For this barley bread, I used the Whey Sourdough recipe from Emmanuel Hadjiandreou's How to Make Bread, a book I already blogged about here and here. At Emmanuel's suggestion (when we talked on the phone back in April after I found an error in one of the recipes), I substituted half Greek yogurt and half milk for the whey (which I didn't have) and, mindful of Andrew's recommendation, I replaced 20% of the white flour by whole grain barley flour (hulless variety).  The resulting bread was delicate and flavorful with a slightly fermented taste (very different from regular sourdough) which I find utterly seductive. Not a memory-trigger like the old-fashioned sucre d'orge but definitely a keeper and maybe a memory-maker for the kids and grand-kids in our life! What could be sweeter than that?


Ingredients:
  • 160 g white sourdough starter
  • 150 g milk (I used 2% milkfat)
  • 150 g plain Greek yogurt (mine was 0% fat but regular fullfat Greek yogurt would work fine)
  • 200 g all-purpose unbleached flour (Hadjiandreou uses bread flour with a higher gluten percentage but I had none on hand. I might have gotten a more open crumb if I had used that)

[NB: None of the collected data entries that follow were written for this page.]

Issue #100, opened 2023-08-21
hub: JavaScript TypeError on waiving details page for unfinished scans


lzaoral:
1. Schedule an `ErrataDiffBuild` task.
2. Immediately go to the waiving details page for the associated scan.
3. The console in you browser will show the following error:
```js
Uncaught TypeError: document.getElementById(...) is null
    onload http://0.0.0.0:8000/waiving/1/:238
    EventHandlerNonNull* http://0.0.0.0:8000/waiving/1/:203
    [1:238:12](http://0.0.0.0:8000/waiving/1/)
    onload http://0.0.0.0:8000/waiving/1/:238
    (Async: EventHandlerNonNull)
    <anonymous> http://0.0.0.0:8000/waiving/1/:203
```

PR #163, opened 2023-10-20
hub: do not assume that the `toggle_trace_all` element is always present

lzaoral:
... because such assumption does not hold for failed or otherwise incomplete scans.

Fixes the following exception:
```js
Uncaught TypeError: document.getElementById(...) is null
    onload http://0.0.0.0:8000/waiving/1/:238
    EventHandlerNonNull* http://0.0.0.0:8000/waiving/1/:203
    [1:238:12](http://0.0.0.0:8000/waiving/1/)
    onload http://0.0.0.0:8000/waiving/1/:238
    (Async: EventHandlerNonNull)
    <anonymous> http://0.0.0.0:8000/waiving/1/:203
```

Resolves: https://github.com/openscanhub/openscanhub/issues/100


kdudka (approved):
Looks good.  Thanks!

Issue #109, opened 2023-08-24
hub: exported XML-RPC methods contain unexpected entries


lzaoral:
We should check and mark explicitly methods and types that should be exported over XML-RPC.  For example, the http://0.0.0.0:8000/xmlrpc/worker/ page lists the following types (among others) that are exported but shouldn't be:
```python
...
worker.AnalyzerVersion
worker.AppSettings
worker.BaseNotValidException
worker.FileUpload
worker.Scan
worker.ScanBinding
worker.ScanningSession
worker.Task
worker.TaskResultsProcessor
...
```

lzaoral:
This can be in theory fixed by using a similar approach as in https://github.com/openscanhub/openscanhub/commit/fc8389f0a1a8e5da74101cc7f4c79831e59f299d.

PR #167, opened 2023-10-31
hub: do not export unwanted XML-RPC methods

lzaoral:
Resolves: #109

### DIFF
--- a/osh/hub/osh_xmlrpc/worker.py
+++ b/osh/hub/osh_xmlrpc/worker.py
@@ -27,6 +27,28 @@ from osh.hub.waiving.results_loader import TaskResultsProcessor
 
 logger = logging.getLogger(__name__)
 
+# DO NOT REMOVE!  The __all__ list contains all publicly exported XML-RPC
+# methods from this module.
+__all__ = [
+    'cancel_task',
+    'create_sb',
+    'email_scan_notification',
+    'email_task_notification',
+    'ensure_base_is_scanned_properly',
+    'ensure_cache',
+    'fail_scan',
+    'fail_task',
+    'finish_analyzers_version_retrieval',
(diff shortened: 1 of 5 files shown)


osh/hub/osh_xmlrpc/worker.py
```diff
@@ -27,6 +27,28 @@
...
+    'fail_task',
+    'finish_analyzers_version_retrieval',
+    'finish_scan',
+    'finish_task',
+    'get_scanning_args',
+    'get_su_user',
+    'interrupt_tasks',
+    'move_upload',
+    'set_scan_to_basescanning',
+    'set_scan_to_scanning',
```
rhyw, line 49: I confirmed that some of the methods are indeed gone with this patch, e.g., the `worker.AnalyzerVersion`. However I still see some of inconsistencies, i.e., I see around 34 "worker.xxx" methods under `/xmlrpc/worker/` while here I see only 17.

For example I see `worker.create_subtask`/`worker.assign_task` etc.

lzaoral: The default set of XML-RPC methods is exported by `kobo`: https://github.com/release-engineering/kobo/blob/master/kobo/hub/xmlrpc

OSH either adds new methods or overrides the ones from `kobo` to add some extra functionality.  The set of all exported Python modules is defined here: https://github.com/openscanhub/openscanhub/blob/ac9459c863ecc62bcd135f7db18b56a311c0c020/osh/hub/settings.py#L152-L178

rhyw: aha I see, thanks

rhyw (approved):

lzaoral:
Thank you for the review, @rhyw!

PR #107, opened 2023-08-22
hub: add a migration to recompute the subtask_count field

lzaoral:
The execution time on the staging instance database snapshot is around 3 minutes.

Resolves: https://github.com/openscanhub/openscanhub/issues/20

PR #168, opened 2023-10-31
hub: remove a separate model used for a single permission

lzaoral:
The `errata_xmlrpc_scan` user permission was moved to the more appropriate `Scan` model.


lzaoral:
I've recreated the migration to resolve a conflict with another migration from #107.

kdudka (approved):
Works as expected.  Thanks!

kdudka:
@lzaoral I am not able to update user permissions through web UI for a user name that contains `/`:
```
Enter a valid username. This value may contain only letters, numbers and @/./+/-/_ characters.
```

In this case, the user is a Kerberos service principal.  However, last week I hit a similar problem with a user named `worker/...`, which OSH/kobo automatically creates for each worker.  Any idea if we could somehow relax this check at `/osh/admin/kobo_auth/user/`?

Apparently, such users exist in OSH and anything but Django Admin is able to work with them.

lzaoral:
> @lzaoral I am not able to update user permissions through web UI for a user name that contains `/`:
> 
> ```
> Enter a valid username. This value may contain only letters, numbers and @/./+/-/_ characters.
> ```
> 
> In this case, the user is a Kerberos service principal. However, last week I hit a similar problem with a user named `worker/...`, which OSH/kobo automatically creates for each worker. Any idea if we could somehow relax this check at `/osh/admin/kobo_auth/user/`?
> 
> Apparently, such users exist in OSH and anything but Django Admin is able to work with them.

This is an issue unrelated to this PR.  Moved to https://github.com/openscanhub/openscanhub/issues/185.

PR #171, opened 2023-11-03
hub: remove severity field from the Checker model

lzaoral:
... because it was never actually used in this project since it was added.

Fixes: 344d530911d86c3b2d68e67c6fdfd46ce40a602a ("added south support, BZ creation support, new options for CLI")


kdudka (approved):
Looks good.  Thanks!

PR #173, opened 2023-11-06
worker: do not write to the log twice

kdudka:
As reported by Lukáš Zaoral, the default installation of OSH worker was writing each log message twice by mistake.  The log `LOG_FILE` field in the `worker.conf` configuration file works as expected in the foreground mode, too.  I must have done something wrong while testing it initially.

Fixes: commit 30fadad7945a4c1de316956a77641b93a99bd649
Closes: https://github.com/openscanhub/openscanhub/pull/173


lzaoral (approved):
LGTM! Anything written to `stderr` will still be logged to journal, correct?

kdudka:
> Anything written to stderr will still be logged to journal, correct?

Yes.  Thanks for review!

PR #175, opened 2023-11-07
spec: change osh configuration packages to weak dependencies

siteshwar:
As we are in the process of containerizing hub and worker for production deployments, avoid having a hard dependency on osh configuration packages. The files provided by the configuration packages should be provided after the container build phase.


kdudka (approved):
Looks good.  Please rebase to fix the CI.

PR #81, opened 2023-07-28
containers: get rid of user creation through shell

rhyw:
Note the similar user creation hack is also in `setup_db.sh`, with slight different password setup. Since it's used in ci, I didn't update there in this PR.

PR #181, opened 2023-11-13
ci: load users from fixture instead of creating on the fly

rhyw:


scripts/setup_db.sh
```diff
@@ -6,12 +6,8 @@ EOF
...
 python3 /usr/lib/python3.*/site-packages/osh/hub/manage.py migrate
 
-python3 /usr/lib/python3.*/site-packages/osh/hub/manage.py shell <<EOF
-from django.contrib.auth import get_user_model
-User = get_user_model()
-User.objects.create_user('user', 'user@redhat.com', 'xxxxxx')
-User.objects.create_superuser('admin', 'user@redhat.com', 'velryba')
-EOF
+# create ci users
+python3 /usr/lib/python3.*/site-packages/osh/hub/manage.py loaddata fixtures/users.json
```
lzaoral, line 10: There is no need to create separate fixtures for tests in Testing Farm.  You can simply reuse those you have created in #81:
```suggestion
python3 /usr/lib/python3.*/site-packages/osh/hub/manage.py loaddata osh/hub/other/test_fixtures/users.json
```
Yes, the admin password is different (`xxxxxx` vs. `velryba`) but it is not used in those tests at all.

lzaoral (changes requested):

scripts/setup_db.sh
rhyw: Thanks, that would be one less fixture file to worry about. Addressed in latest commit.

lzaoral:
Testing Farm had an outage over the weekend.  Rescheduling:

/packit retest-failed

scripts/setup_db.sh
lzaoral: Thanks!  Unfortunately, the current change in d28a9ff does not work and the tests fail:
```shell
+ python3 /usr/lib/python3.6/site-packages/osh/hub/manage.py loaddata '/usr/lib/python3.*/site-packages/osh/hub/other/test_fixtures/users.json'
CommandError: No fixture named 'users' found.
```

  • 120 g  all-purpose unbleached flour (again he uses bread flour)
  • 100 g barley flour
  • 10 g salt (Hadjiandreou uses 8 g)
Method: (adapted from the book)
  1. In a large mixing bowl, mix starter, yogurt and milk with a wooden spoon until well combined
  2. Add 200 g of all-purpose flour and mix well. Cover and let ferment overnight in a cool place (it should show tiny bubbles 12 hours later when ready)
  3. In a smaller bowl, mix 120 g of all-purpose flour, the barley flour and the salt
  4. Add to fermented mix and mix by hand until it comes together
  5. Cover and let stand for 10 minutes
  6. After 10 minutes, stretch and fold the dough inside the bowl by going twice around the bowl with four stretches and foldings at each 90° turn (8 stretches/foldings in all)
  7. Let rest 10 minutes again, covered. Repeat twice
  8. Complete a fourth stretch and fold cycle and let the dough rest one hour, covered
  9. Ligthly flour a work surgace and put the dough on it
  10. Shape into a smooth, rounded disc
  11. Dust a proofing basket with flour and lay the dough inside
  12. Let it rise until double the size (which will take between 3 and 6 hours)
  13. When ready, transfer dough to a non-preheated Dutch oven (using a large piece of parchment paper as a sling to carry the dough) and replace the lid on the Dutch oven
  14. Bake in non-preheated oven set at 475°F/246°C for 35 minutes
  15. Remove Dutch oven from oven and bread from Dutch oven (exercising caution as both will be very hot)
  16. Replace bread in oven, turn oven temperature down to 435°F/224°C and bake for another 20 minutes or so, until the boule is golden and makes a satisfying hollow sound when thumped on the bottom
  17. Enjoy!
The Barley Bread can also be baked the usual way in a hot oven. I just find the unheated Dutch oven/oven method works wonders with boules and it saves having to preheat the oven for an extended length of time.
The Barley Bread is going to Susan for this week's issue of Yeastspotting.